When done, stop the Tempo and Grafana stack:

```bash
cd deploy/tracing
docker-compose down
```

---

## Kubernetes Deployment

For Kubernetes deployments, ensure you have a Tempo instance deployed and accessible (e.g., `http://tempo.observability.svc.cluster.local:4317`).
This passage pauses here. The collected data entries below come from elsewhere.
PR #339, opened 2015-09-28
do not respawn phidgets driver

benmaidel:
because if no phidget is connected the driver will restart all the time


fmessmer:
LGTM

floweisshardt:
LGTM

PR #343, opened 2015-10-25
Update cob3-9

NadiaHG:
-Updated the config files for cob3-9 to the new drivers version
-Calibrated the arm , using the right joint orientation convention (also changed using the Schunk MTS software)


NadiaHG:
test on cob3-9: OK

NadiaHG:
Has to be merged with : https://github.com/ipa320/schunk_modular_robotics/pull/148

cob_default_robot_config/cob3-9/command_gui_buttons.yaml
```diff
@@ -46,15 +46,6 @@ group5:
     [home,move,home],
     [folded,move,folded],
     [pregrasp,move,pregrasp]]
-group6:
```
floweisshardt, line 49: why is this section removed from dashboard? It is necessary on all cob3s to move the arm to the frontside of the robot.

floweisshardt:
LGTM, except for the removed arm trajectories, see comment above

cob_default_robot_config/cob3-9/command_gui_buttons.yaml
NadiaHG, line 49: The frontside positions are not defined , look https://github.com/ipa320/cob_robots/blob/indigo_dev/cob_default_robot_config/cob3-9/arm_joint_configurations.yaml and , if you take a look of the history, these positions were never defined. When we delivered cob3-8 and cob3-9 robots, we decided together remove these positions to the default setup of the cob3s.

fmessmer:
LGTM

### Modify DynamoGraphDeployment for Tracing

Add common tracing environment variables at the top level and service-specific names in each component in your `DynamoGraphDeployment` (e.g., `components/backends/vllm/deploy/disagg.yaml`):

```yaml
apiVersion: nvidia.com/v1alpha1
kind: DynamoGraphDeployment
metadata:
  name: vllm-disagg
spec:
  # Common environment variables for all services
  env:
    - name: DYN_LOGGING_JSONL
      value: "true"
    - name: OTEL_EXPORT_ENABLED
      value: "1"
    - name: OTEL_EXPORT_ENDPOINT
      value: "http://tempo.observability.svc.cluster.local:4317"

  services:
    Frontend:
      # ... existing configuration ...
      extraPodSpec:
        mainContainer:
          # ... existing configuration ...
          env:
            - name: OTEL_SERVICE_NAME
              value: "dynamo-frontend"

    VllmDecodeWorker:
      # ... existing configuration ...
      extraPodSpec:
        mainContainer:
          # ... existing configuration ...
          env:
            - name: OTEL_SERVICE_NAME
              value: "dynamo-worker-decode"

    VllmPrefillWorker:
      # ... existing configuration ...
      extraPodSpec:
        mainContainer:
          # ... existing configuration ...
          env:
            - name: OTEL_SERVICE_NAME
              value: "dynamo-worker-prefill"
```

Apply the updated DynamoGraphDeployment:

```bash
kubectl apply -f components/backends/vllm/deploy/disagg.yaml
```

Traces will now be exported to Tempo and can be viewed in Grafana.